I have visited your site often and have been wondering how you are doing. I read with great interest your post about The Bread and Puppet Theater's piece and Peter Schumann's anti-Israel piece. I remember you writing about this before. I think you should do a creative mime piece to show what you feel - develop the understanding of what a wall is and is not...as Robert Frost so eloquently put "Spring is the mischief in me ...and I ask my neighbor beyond the hill why it is there are walls...to know what one is walling in and walling out..." You have such an intelligent and passionate point of view that I believe needs to get out to a public. What do you think of this idea? Write to me at: nancyr98@msn.com to discuss if you like.

Nancy

Ian Thal said...

Nancy,

Part of the reason I had reacted with such passion when I first realized that Schumann was misrepresenting events of the Holocaust in order to attack Israel, was that I was in the early stages of writing and researching my first full-length text-based play (I last wrote about the development here)-- which just so happened to be on the topic of Holocaust denial. So I understood not just how the audience was being manipulated, but the falsehoods, and the reasons for the manipulation.

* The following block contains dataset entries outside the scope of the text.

PR #1032, opened 2021-04-20
Quick jump_flags_to_params fix

champagne-cmd:
There were issues with the .tim jumps and their key_value being changed from an int type to a string type, causing `select_toa_mask` to fail. I modified the key for these jumps to be -tim_jump, similar to the modification with the -gui_jump, to avoid this conflicting conversion. I'm sorry these keep having issues @scottransom , this should take care of everything!

### DIFF
--- a/src/pint/models/jump.py
+++ b/src/pint/models/jump.py
@@ -155,13 +155,17 @@ class PhaseJump(PhaseComponent):
             mask = jump_par.select_toa_mask(toas)
             # apply to dictionaries
             for dict in toas.table["flags"][mask]:
-                if "jump" in dict.keys():
+                if "jump" in dict.keys() and type(dict["jump"]) is list:
                     # check if jump flag already added - don't add flag twice
-                    if jump_par.index in dict["jump"]:
+                    if str(jump_par.index) in dict["jump"]:
                         continue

Now the thought of a mime piece is intriguing. I've interpreted this experience in text, but can I do so in corporality? What elements of this story can be told with the body and what aspects did I specifically leave out because I was using words, grammar, and argument and not muscle, movement and bone?

nancy said...

Ian,

I look at mime as a painting in movement. You are right...very different than with words. I, myself, have a great passion for the land of Israel and always have. I am Jewish and the conflict tore me apart since childhood. Is Schumann Jewish? Anyway...I really would like to discuss this more with you. I think you could create such a powerful piece...perhaps with mime and music and words as an added soundtrack. Since you write poetry...I think the key is to be able to show that a wall is not always meant to come down. To see the beauty and reason for a wall. If I understood correctly, you felt Schumann was comparing the Wall in Israel to others that were a political force to separate. I have not been to the Wall in Jerusalem, but have a sister who lives in Tsfat where I visited. Breathtakingly beautiful and spiritual. If I remember correctly, the wall is a remnant of the Temple isn't it? It is a place where people pray. Schumann sounds so distorted in his view. Amazing!

Nancy

Ian Thal said...

Hi Nancy,

To answer your questions:

Is Schumann Jewish? No, he is a Silesian German and (according to the New York TImes) "the son of a Lutheran schoolmaster." I discuss this in detail in another article ("When Wikipedia Renders One an Un-Person" regarding to a myth that his family had fled Nazi persecution (untrue, but apparently this myth is an invention not of Schumann but of his defenders.)

To clarify: Schumann was comparing the security wall that separates Israel from the West Bank with the wall around the Warsaw Ghetto-- not the Western Wall of the Temple in Jerusalem. But your allusion to the Temple Wall, is another demonstration that walls are not analogous to one another just because they are walls.

Anyway, the thought of approaching these issues through mime is something I'll have to meditate upon. Thank you so much for suggesting it.

nancy said...

Ian,

Thanks for your information distinguishing the walls in Israel. I will read more about them. Robert Frost's "The Mending Wall" and his poetry, in particular, moves me deeply. Also, thanks for letting me know about Schumann. Life can be complex and people also. Yet, I believe in the basic goodness of humans and and see that as the answer to why the earth and human life still exist in spite of all the atrocities. Best of luck with all your creative work. I know you think and feel deeply about touching others through art and I greatly respect you for that.